如今她坐在亲王府的暖阁里,炭火烧得正旺,铜锅里的汤咕嘟咕嘟地冒着泡,羊肉的香气混着女儿家的熏香,满屋子都是暖融融的。
看着她,燕燕方才那股醋意早已散得一干二净,她的脸是白的,手也是凉的,像是方才听了一席话,忽然间有什么东西从脚底下抽走了。

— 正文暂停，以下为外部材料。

PR #1300, opened 2020-09-08
Users table on new reports

rsanheim:
**Story card:** https://app.clubhouse.io/simpledotorg/story/445/detailed-users-table-in-facility-reports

无论是赵檀,还是昭春,燕燕都不希望她们二人今生再重蹈覆辙。
可她只是孟燕燕,她能改变得了什么呢?
可她虽然只是孟燕燕,她却是唯一一个得知先机之人,她又为何没有改变一切的能量呢?
燕燕本就不聪明的脑子飞速转动,想尽了办法。
她想,若真的能叫郡主嫁给晏徽春,也算两全其美。
可是……
“若非我兄长真正喜欢之人,再多道圣旨也强迫不了他。”
这句话尚还萦绕在耳边,嗡嗡作响。
燕燕脑子里一团乱麻,她想,她根本就理不清思绪。
怎么样才能两全其美?
燕燕发现,无论如何也不能两全其美。
阿春不爱郡主,若强迫阿春娶郡主,阿春不会开心,郡主也会如燕燕前世一样,不会幸福。
燕燕这一世想,自己幸福,昭春幸福,郡主幸福,阿春……也要好好的。
阿春要怎样才会幸福……
“算了,不说这些了。”赵檀拿了颗蜜饯塞进嘴里,嚼了两下,脑袋往桌子上的铜锅处伸去,“锅子开了没?我饿了。”